The source of the problem is a set of API (Application Programming Interface) instructions called Installed Application Methods (IAM), which are often used by developers of various apps. It enables them to detect conflicts with other software that could result in incompatibility. Researchers have tested a total of over twenty thousand applications and as many as 30.29% of them use IAM.
Knowledge of the applications installed on the phone may seem harmless, but this type of data can be used to draw a number of useful information, e.g. when targeting ads (personalizing them in a way that better suits the user). These include details of interests, race, gender or known languages. To make matters worse, the phone owner has no influence on the IAM's operation - thay cannot, for example, refuse to send the data in question. So-called IAM queries can even be directed by a company without the knowledge of the developer of a given application - it is enough that it uses a specific function (e.g. an analytical package or an advertising library).
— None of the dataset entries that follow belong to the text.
PR #77, opened 2015-12-24
Automatically support VO properties that are specified as arrays.

evert:
This is a feature for VO's such as this:

    class VO {

       public $foo = [];

    }

Specifying the empty array as the default will cause the parser to
assume that foo may appear more than once and append elements to the
array.

cc: @staabm

### DIFF
--- a/lib/deserializers.php
+++ b/lib/deserializers.php
@@ -182,13 +182,19 @@ function valueObject(Reader $reader, $className, $namespace) {
         return $valueObject;
     }
 
+    $defaultProperties = get_class_vars($className);
+
     $reader->read();
     do {
 
         if ($reader->nodeType === Reader::ELEMENT && $reader->namespaceURI == $namespace) {
 
             if (property_exists($valueObject, $reader->localName)) {
-                $valueObject->{$reader->localName} = $reader->parseCurrentElement()['value'];
+                if (is_array($defaultProperties[$reader->localName])) {
+                    $valueObject->{$reader->localName}[] = $reader->parseCurrentElement()['value'];
+                } else {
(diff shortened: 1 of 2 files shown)


lib/deserializers.php
```diff
@@ -182,13 +182,19 @@ function valueObject(Reader $reader, $className, $namespace) {
...
+    $defaultProperties = get_class_vars($className);
+
     $reader->read();
     do {
 
         if ($reader->nodeType === Reader::ELEMENT && $reader->namespaceURI == $namespace) {
 
             if (property_exists($valueObject, $reader->localName)) {
-                $valueObject->{$reader->localName} = $reader->parseCurrentElement()['value'];
+                if (is_array($defaultProperties[$reader->localName])) {
```
staabm: We could also check if `valueObject->{reader->localName}` is an array and append to instead. Then we wouldnt need to retrieve the class-vars beforehand, wdyt?

staabm:
Nice idea!

lib/deserializers.php
evert: There's a possibility that parseCurrentElement returns an array, for certain property mappings. So the easiest was to use to grab this list beforehand.

staabm:
@evert what do you think about doing the same for `object` type?

```php
class VO1 {

   public $foo = new SubVo();
}

class SubVo {
  public $name;
  public $xyz;
}
```

in this case we would not create a new object in the deserializer but pickup the one already present in the object-property...?

evert:
Well, I don't think that's valid PHP ;)

More importantly, you can actually achieve this with the mapValueObject function already.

As you can guess, many entities use this options. How many? Suffice it to say that almost half of the queries addressed to the IAM concern the list of installed applications. This means that these instructions are most often used for collecting information and not for debugging. This is evidenced by the fact that queries most often concern commercial programs and are linked to additional libraries, not the code of the software itself.
Researchers have compiled their report stating that the IAM has become a tool for collecting information about users. The researchers recommend that Google should limit the functionality of this API element - preferably by allowing the smartphone owner to make a choice in this regard, by displaying a classic access request.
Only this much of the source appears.